Aim of the exercise
What appears from the first line of the data below through the line containing "The package is", both included, should be copied exactly, and nothing else.

(Extracted data entries)
PR #21112, opened 2021-06-03
dev-dotnet/dotnet-sdk: Add

mid-kid:
This pull request adds a source-built dev-dotnet/dotnet-sdk to the tree, along with its unique dependency, dev-dotnet/dotnet-reference-packages.

The package is built using Fedora's sources for https://github.com/dotnet/source-build, since they're not provided by Microsoft themselves. This SDK is self-hosting, so it's bootstrapped using Microsoft's own build of it.

Bootstrapping is achieved through the use of USE=!system-bootstrap, in a similar fashion to dev-lang/rust. Unlike Rust, however, there isn't an equivalent to the minimal stage0 tarball, so bootstrapping from an equivalent dev-dotnet/dotnet-sdk-bin would be just as appropriate. However, doing that has two issues:
- The Private.SourceBuilt.Artifacts tarball that's required to build the source-built version offline, isn't shipped with the binary SDK, which would require a temporary dev-dotnet/dotnet-source-artifacts-bin
- The /usr/bin/dotnet symlink would conflict. This can be solved through an eselect module, but eselect doesn't make much sense for this package.

Ultimately, I'm not sure how to resolve this situation.

The package consists of three components:
- An SDK /usr/lib/dotnet/sdk/5.0.203
- A runtime /usr/lib/dotnet/shared/Microsoft.NETCore.App/5.0.6
- An ASP.NET runtime /usr/lib/dotnet/shared/Microsoft.AspNetCore.App/5.0.6
- A CLI /usr/lib/dotnet/dotnet

The CLI is capable of picking different versions of the SDK and runtimes through various flags and configuration files, and is capable of installing multiple of these side-by-side, into these directories. Previous art in terms of -bin packages for dotnet as seen in the ::dotnet repository separates these four components, and puts the different SDK and runtime versions in different SLOTs, while making sure only one CLI is installed.

That's why I hesitate to make an eselect helper for this, since the CLI practically voids the necessity of having eselect in the first place. However, the entire repository is built as one whole, and while there's different flags to build different parts of it, figuring it all out would be a significant undertaking. The dotnet developers expect distribution developers to split the packages up post-build.

Clang is required to build this package, as a GCC-built runtime crashes mid-build, the workaround has been borrowed from www-client/firefox, with some workarounds for LTO. I hesitate to add a USE=lto flag, since while I successfully built the package using LTO, I don't think it's supported upstream, and I don't want to encourage it.

A patch has been added to add additional architectures to the "Runtime IDs" file of dotnet. Upstream only includes gentoo-x64, but this adds the rest. It's not required, as it would otherwise fall back to linux-<arch>, but upstream seems adamant about advertising your exact distribution when downloading nuget packages. I haven't added the bootstrap SDKs nor the KEYWORDs for these architectures yet, as I lack the means to test them.


dev-dotnet/dotnet-reference-packages/dotnet-reference-packages-1.0.0_p20210210.ebuild
```diff
@@ -0,0 +1,97 @@
...
+	if ! use system-bootstrap; then
+		DOTNET_ROOT="${WORKDIR}/dotnet"
+		return
+	fi
+
+	for x in "${DOTNET_ROOT}" "${BROOT}/usr/lib/dotnet"; do
+		if [ -d "${x}" ]; then
+			DOTNET_ROOT="${x}"
+		fi
+	done
```
ezzieyguywuf, line 60: Is the idea here to find whether one of `${DOTNET_ROOT}` or `${BROOT}/usr/lib/dotnet` exist? Is an `for` loop really needed for that, or would perhaps a `case` statement make more sense?

More importantly, what happens when both exist? As far as I can tell, in that case the last item (`${BROOT}/usr/lib/dotnet`) is selected for `DOTNET_ROOT` - is that the intent?

dev-dotnet/dotnet-sdk/dotnet-sdk-5.0.203.ebuild
```diff
@@ -0,0 +1,224 @@
...
+	export EXTRA_CFLAGS="${CFLAGS}"
+	export EXTRA_CXXFLAGS="${CXXFLAGS}"
+	export EXTRA_LDFLAGS="${LDFLAGS}"
+
+	./build.sh "${mybuildargs[@]}" || die
+}
+
+src_install() {
+	dodir /usr/lib/dotnet
+	tar xf artifacts/*/Release/dotnet-sdk-*.tar.gz -C "${ED}/usr/lib/dotnet"
```
thesamesam, line 219: Always use || die on external commands:
```suggestion
	tar xf artifacts/*/Release/dotnet-sdk-*.tar.gz -C "${ED}"/usr/lib/dotnet || die
```

dev-dotnet/dotnet-sdk/dotnet-sdk-5.0.203.ebuild
```diff
@@ -0,0 +1,224 @@
...
+	dodir /usr/lib/dotnet/source-artifacts
```
thesamesam, line 220:
```suggestion

	dodir /usr/lib/dotnet/source-artifacts
```

dev-dotnet/dotnet-sdk/dotnet-sdk-5.0.203.ebuild
```diff
@@ -0,0 +1,224 @@
...
+	tar xf artifacts/*/Release/Private.SourceBuilt.Artifacts.*.tar.gz -C "${ED}/usr/lib/dotnet/source-artifacts"
```
thesamesam, line 221:
```suggestion
	tar xf artifacts/*/Release/Private.SourceBuilt.Artifacts.*.tar.gz -C "${ED}"/usr/lib/dotnet/source-artifacts || die
	
```

dev-dotnet/dotnet-reference-packages/dotnet-reference-packages-1.0.0_p20210210.ebuild
```diff
@@ -0,0 +1,97 @@
...
+DESCRIPTION=".NET Source-build Reference Packages"
+HOMEPAGE="https://github.com/dotnet/source-build-reference-packages/"
+
+BOOT_PV="5.0.202"
+BOOT_ARTIFACTS_PV="0.1.0-${BOOT_PV}-1088763-20210414.1"  # See eng/Versions.props
+BOOT_SRC_URI="https://dotnetcli.azureedge.net/dotnet/Sdk/${BOOT_PV}/dotnet-sdk-${BOOT_PV}-linux-x64.tar.gz
+	https://dotnetcli.azureedge.net/source-built-artifacts/assets/Private.SourceBuilt.Artifacts.${BOOT_ARTIFACTS_PV}.tar.gz
+"
+
+MY_PN=source-build-reference-packages
```
thesamesam, line 21:
```suggestion
MY_PN="source-build-reference-packages"
```

dev-dotnet/dotnet-reference-packages/dotnet-reference-packages-1.0.0_p20210210.ebuild
```diff
@@ -0,0 +1,97 @@
...
+KEYWORDS="~amd64"
+IUSE="system-bootstrap"
+BDEPEND="
+	system-bootstrap? ( >=dev-dotnet/dotnet-sdk-${BOOT_PV} )
+"
+
+CHECKREQS_DISK_BUILD="14G"
+CHECKREQS_DISK_USR="400M"
+
+dotnet_unpack() {
```
thesamesam, line 39: Ideally, we'd make this a 'local' (not really) function within src_unpack, although you mentioned that may make it a pain for copying b/t ebuilds. We can consider an eclass (or hijacking one of the existing ones with a revision, maybe) later.

dev-dotnet/dotnet-reference-packages/dotnet-reference-packages-1.0.0_p20210210.ebuild
```diff
@@ -0,0 +1,97 @@
...
+		unpack "dotnet-sdk-${BOOT_PV}-linux-x64.tar.gz"
+		mkdir source-artifacts || die
+		cd source-artifacts || die
+		unpack "Private.SourceBuilt.Artifacts.${BOOT_ARTIFACTS_PV}.tar.gz"
+	fi
+}
+
+dotnet_find() {
+	if ! use system-bootstrap; then
+		DOTNET_ROOT="${WORKDIR}/dotnet"
```
thesamesam, line 52: Nit:
```suggestion
		DOTNET_ROOT="${WORKDIR}"/dotnet
```

dev-dotnet/dotnet-reference-packages/dotnet-reference-packages-1.0.0_p20210210.ebuild
```diff
@@ -0,0 +1,97 @@
...
+	fi
+}
+
+src_unpack() {
+	unpack "${P}.tar.gz"
+	dotnet_unpack
+}
+
+src_prepare() {
+	eapply "${FILESDIR}/dotnet-reference-packages-fix-bashisms.patch"
```
thesamesam, line 72: Nit:
```suggestion
	eapply "${FILESDIR}"/dotnet-reference-packages-fix-bashisms.patch
```

Could we use PATCHES instead?

dev-dotnet/dotnet-reference-packages/dotnet-reference-packages-1.0.0_p20210210.ebuild
```diff
@@ -0,0 +1,97 @@
...
+	sed -i -e '/setupSourceBuiltArtifacts.proj/c:' build.sh
+	default
+}
+
+src_configure() {
+	# --with-packages only likes being pointed at a tarball, so we symlink it
+	#  manually instead.
+	dotnet_find
```
thesamesam, line 80:
```suggestion
	dotnet_find
	
```

dev-dotnet/dotnet-sdk/dotnet-sdk-5.0.203.ebuild
```diff
@@ -0,0 +1,224 @@
+# Copyright 1999-2021 Gentoo Authors
+# Distributed under the terms of the GNU General Public License v2
+
+EAPI=7
+
+inherit check-reqs toolchain-funcs flag-o-matic multiprocessing
+
+DESCRIPTION=".NET SDK (includes runtime + aspnet)"
```
thesamesam, line 8: Need to check what the canonical style is:
```suggestion
DESCRIPTION=".NET SDK (includes runtime + ASP.NET)"
```

dev-dotnet/dotnet-sdk/dotnet-sdk-5.0.203.ebuild
```diff
@@ -0,0 +1,224 @@
...
+RDEPEND="
+	app-crypt/mit-krb5
+	dev-libs/icu
+	dev-util/lttng-ust
+	system-libunwind? ( sys-libs/libunwind )
+"
+DEPEND="${RDEPEND}"
+BDEPEND="
+	dev-util/cmake
+	dev-vcs/git
```
thesamesam, line 49: What for?

dev-dotnet/dotnet-sdk/dotnet-sdk-5.0.203.ebuild
```diff
@@ -0,0 +1,224 @@
...
+IUSE="+system-libunwind system-bootstrap"
+RDEPEND="
+	app-crypt/mit-krb5
+	dev-libs/icu
+	dev-util/lttng-ust
+	system-libunwind? ( sys-libs/libunwind )
+"
+DEPEND="${RDEPEND}"
+BDEPEND="
+	dev-util/cmake
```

Result below
PR #21112, opened 2021-06-03
dev-dotnet/dotnet-sdk: Add

mid-kid:
This pull request adds a source-built dev-dotnet/dotnet-sdk to the tree, along with its unique dependency, dev-dotnet/dotnet-reference-packages.

The package is built using Fedora's sources for https://github.com/dotnet/source-build, since they're not provided by Microsoft themselves. This SDK is self-hosting, so it's bootstrapped using Microsoft's own build of it.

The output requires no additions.